Pero debemos hacerle caso al llamado de Marx que antes mencionábamos y gozar de la ventaja de no tener que buscar la lógica de la historia estando inmerso dentro de ella, y así escapar de todos esos colores que ella misma se pone -o al menos estando en un punto donde es más fácil escapar de esas pigmentaciones.
Para ello, lo primero es dejar de ver los velos que se ponen los vencedores al escribir la historia. Por suerte el pensamiento humano, a veces lento, a veces en onda de corta expansión, es capaz de rectificarse, y desde hace alrededor de 60 años que se superó tal teoría de las luces.
Con ello, se comprende que no existe tal preparación previa. La fuente de conocimiento son las respuestas generadas en la subjetividad al propio todo social. No hay un antes extrínseco que es fuente del saber necesario, sino este es resultado del propio auto-movimiento social. La ausencia de un pensar dialéctico que disipara la lógica de la causa y el efecto en relación lineal, por tanto, la presencia de su opuesto -el principio de causa y efecto-, impedían ver que los actores del proceso de subversión son portadores de las condiciones para este -incluso antes de ser conscientes de ello-. No era tal preparación, sino ellos, expresión de la gestación de un cambio dentro que generaba el propio todo social. No era una fuerza externa personificada en la vanguardia, sino el devenir autopropulsado del grupo humano.

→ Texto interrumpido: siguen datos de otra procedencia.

PR #457, opened 2025-07-17
Add completions streaming support

### LINKED ISSUE #441: Output streaming support for `/text/completions-detection`
## Description

As an orchestrator user, I want to add support for detections on the output stream of the `/text/completions-detection` endpoint [here](https://foundation-model-stack.github.io/fms-guardrails-orchestrator/#/Task%20-%20Completions%2C%20with%20detection/api_v2_text_completions_detection_handler), so that I can get detections on streamed completion outputs to support general text generation use cases with the openAI and vLLM APIs. This assumes `stream: true` for the openAI/vllm `/completions` call.

## Discussion

- Only support `text_content` detectors (ones that implement [`/text/contents`](https://foundation-model-stack.github.io/fms-guardrails-orchestrator/?urls.primaryName=Detector+API#/Text/text_content_analysis_unary_handler)) on both input and output detection - other types can be disallowed
- Leverage streaming support for output choices from `/chat/completions-detection` where possible
- Output choice detections will be very similar to output choice detections for `/chat/completions-detection`, just that `choice.text` will be analyzed instead of `choice.message.content`
- OpenAI client for `/completions` should be functional from #390 
- Like vllm `/chat/completions`, stream `/completions` outputs also only have one choice per event - this implies the existing [chat completion detection batcher](https://github.com/foundation-model-stack/fms-guardrails-orchestrator/blob/main/src/orchestrator/types/detection_batcher/chat_completion.rs) can likely be reusable and be renamed
- NOTE: `stream_options.continuous_usage_stats`, if true, provides updated usage stats on each streamed event - to account for that here, the orchestrator may have to alter the `usage` on re-organized chunks. This will be required for parity with the current `generation` APIs

## References
- API https://foundation-model-stack.github.io/fms-guardrails-orchestrator/#/Task%20-%20Completions%2C%20with%20detection/api_v2_text_completions_detection_handler, #435 for API update
- OpenAI API - https://platform.openai.com/docs/api-reference/completions
- vllm structs - https://github.com/vllm-project/vllm/blob/main/vllm/entrypoints/openai/protocol.py - `CompletionRequest`, `CompletionResponse`, `CompletionStreamResponse` will be main ones to note

## Acceptance Criteria

- [ ] Integration tests are added, or make sure a new issue exists for the integration tests for this endpoint

mdevino:
Closes #441.


src/orchestrator/handlers/completions_detection/streaming.rs
```diff
@@ -353,20 +350,21 @@ async fn process_completion_stream(
                     }
                 }
                 if completion.usage.is_some() {
-                    // Set usage state from the usage message
+                    // Update state: set usage
                     // NOTE: this message has no choices and is not sent to detection input channel
                     if let Some(state) = &completion_state {
-                        state.metadata.lock().unwrap().usage = completion.usage.clone();
+                        state.set_usage(completion.usage.unwrap().clone());
                     }
```
declark1: When `continuous_usage_stats: true`, every message will have `usage` set. This block sets the _usage state_ and it should _only_ be set from the _usage message_, which is the message containing the _final_ usage statistics and no completions, e.g.

```
data: {"id":"cmpl-3484eb9912dc4b7fb8befce89fb4f1d2","object":"text_completion","created":1752862389,"model":"meta-llama/Meta-Llama-3-8B-Instruct","choices":[],"usage":{"prompt_tokens":7,"total_tokens":23,"completion_tokens":16}}
```

This logic needs to be more specific to detect the _usage message_:

```rust
if let Some(usage) = &completion.usage
    && completion.choices.is_empty()
{
    // Update state: set usage
    // NOTE: this message has no choices and is not sent to detection input channel
    if let Some(state) = &completion_state {
        state.set_usage(usage.clone());
    }
```


_NOTE: also using an if-let-chain here instead of checking `.is_some()` and unwrapping, which was recently stabilized in Rust 1.88_

src/orchestrator/handlers/completions_detection/streaming.rs
```diff
@@ -38,15 +55,559 @@ pub async fn handle_streaming(
...
+                        info!(%trace_id, "task completed: client disconnected");
+                        return;
+                    }
+                }
+                if completion.usage.is_some() {
+                    // Update state: set usage
+                    // NOTE: this message has no choices and is not sent to detection input channel
+                    if let Some(state) = &completion_state {
+                        state.set_usage(completion.usage.unwrap().clone());
+                    }
```
declark1, line 357: When `continuous_usage_stats: true`, every message will have `usage` set. This block sets the _usage state_ and it should _only_ be set from the _usage message_, which is the message containing the _final_ usage statistics and no completions, e.g.

```
data: {"id":"cmpl-3484eb9912dc4b7fb8befce89fb4f1d2","object":"text_completion","created":1752862389,"model":"meta-llama/Meta-Llama-3-8B-Instruct","choices":[],"usage":{"prompt_tokens":7,"total_tokens":23,"completion_tokens":16}}
```

This logic needs to be more specific to detect the _usage message_:

```rust
if let Some(usage) = &completion.usage
    && completion.choices.is_empty()
{
    // Update state: set usage
    // NOTE: this message has no choices and is not sent to detection input channel
    if let Some(state) = &completion_state {
        state.set_usage(usage.clone());
    }
```


_NOTE: also using an if-let-chain here instead of checking `.is_some()` and unwrapping, which was recently stabilized in Rust 1.88_

src/orchestrator/handlers/completions_detection/streaming.rs
```diff
@@ -38,15 +55,559 @@ pub async fn handle_streaming(
...
+}
+
+/// Combines logprobs from completion chunks to a single [`CompletionLogprobs`].
+fn merge_logprobs(completions: &[Completion]) -> Option<CompletionLogprobs> {
+    let mut merged_logprobs = CompletionLogprobs {
+        tokens: vec![],
+        token_logprobs: vec![],
+        top_logprobs: vec![],
+        text_offset: vec![],
+    };
```
declark1, line 541: nit: derive `Default` for `CompletionLogprobs`

```rust
let mut merged_logprobs = CompletionLogprobs::default();
```

src/orchestrator/handlers/completions_detection/streaming.rs
```diff
@@ -38,15 +55,559 @@ pub async fn handle_streaming(
...
+                merged_logprobs
+                    .top_logprobs
+                    .extend_from_slice(&logprobs.top_logprobs);
+                merged_logprobs
+                    .text_offset
+                    .extend_from_slice(&logprobs.text_offset);
+            }
+        }
+    }
+    Some(merged_logprobs)
```
declark1, line 554: This should only return `Some(_)` when logprobs are requested, i.e. only when `merged_logprobs` isn't empty, otherwise it should return `None`.

src/orchestrator/handlers/completions_detection/streaming.rs
```diff
@@ -38,15 +52,550 @@ pub async fn handle_streaming(
...
+        process_completion_stream(
+            trace_id,
+            completion_stream,
+            Some(completion_state.clone()),
+            None,
+            Some(response_tx.clone()),
+        )
+        .await;
+    }
+    // NOTE: at this point, the  completions stream has been fully consumed and  completion state is final
```
declark1, line 286: nit: every instance of "completions" and "completion" in the comments has an extra preceding whitespace, probably from replacing "chat completions"

src/orchestrator/handlers/completions_detection/streaming.rs
mdevino: Just pushed a fix for that.

src/orchestrator/handlers/completions_detection/streaming.rs
mdevino: Good catch. Done.

src/clients/openai.rs
```diff
@@ -899,6 +899,15 @@ pub struct CompletionLogprobs {
     pub text_offset: Vec<u32>,
 }
 
+impl CompletionLogprobs {
+    pub fn is_empty(&self) -> bool {
+        self.tokens.is_empty()
+            && self.token_logprobs.is_empty()
+            && self.top_logprobs.is_empty()
+            && self.text_offset.is_empty()
+    }
```
declark1, line 908: I'm not sure if there are scenarios where a subset of these fields could be empty, so I'm thinking we should just check `|| !x.is_empty()` instead, as we do for `merge_logprobs()` in chat completions streaming

src/orchestrator/handlers/completions_detection/streaming.rs
mdevino: Fixed (surprised you catched that).

src/clients/openai.rs
mdevino: As in, completely drop this method, or simply replace `&&` with `|| !`?

src/orchestrator/handlers/completions_detection/streaming.rs
```diff
@@ -543,7 +543,10 @@ fn merge_logprobs(completions: &[Completion]) -> Option<CompletionLogprobs> {
             }
         }
     }
-    Some(merged_logprobs)
+    match merged_logprobs.is_empty() {
+        true => None,
+        false => Some(merged_logprobs),
+    }
```
declark1, line 549: alternatively can simplify to one-liner:
```rust
merged_logprobs.is_empty().then_some(merged_logprobs)
```

mdevino: Thanks! I felt like there was something wrong as I hadn't seen a match on a bool value before, but I didn't know how how to simplify it.

declark1 (approved):
LGTM!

Tampoco el estallido tiene que ocurrir en el momento de mayor contradicción económica. Puede pasar, siendo esta, mayor, menor, o incluso igual que en tiempos previos a que se desate la lucha. Y es que esta visión cae en un mecanicismo que olvida quiénes son los sujetos del proceso de revolución, y que esta depende de que existan esos sujetos, o al menos, las condiciones para que estos actúen. Ello, no depende exactamente del grado de «gravedad» de la fricción de los grupos sociales vista desde un esquema exterior.
Por último, hay que referirse a la cuestión política implícita en todo momento en las ideas de la revolución y en la concepción de la luces. No se trata de la conciencia política per se, sino de la conciencia cotidiana que la sostiene. Esta, es la expresión de los conflictos existente entre aquellos que comparten modos de vida, pero que su nivel más visible es la lucha política -que es lo que causa la confusión de sobre cuál debe incidirse-. Es dicha cotidianidad, el escenario de los verdaderos procesos de subversión de la realidad, y que se aprecian y reflejan en lo político, lo teórico, lo jurídico, lo cultural. Entonces, que no es el asunto del sujeto político, sino el sujeto real -cotidiano-, si de revoluciones se trata.
Hoy, a pesar de ser difícil el ejercicio de inculcar en el imaginario popular una idea diferente de aquella que arrastramos de la Ilustración, no quiere decir que deba también el pensamiento teórico sobre la revolución quedarse atrapado en ella. Este, debe cumplir su papel de articular dichas conciencias cotidianas en pro del cambio social.
Si la ideología apuesta por una vanguardia, entonces, el pensamiento sobre la revolución, debe ver el potencial en esta como factor de cambio -siempre sabiendo que no es esta sola, sino en interacción con las masas-. No es tal subjetividad algo que se puede destruir en poco tiempo. Utilizarlo a favor, también es parte de pensar -y hablar de- la revolución.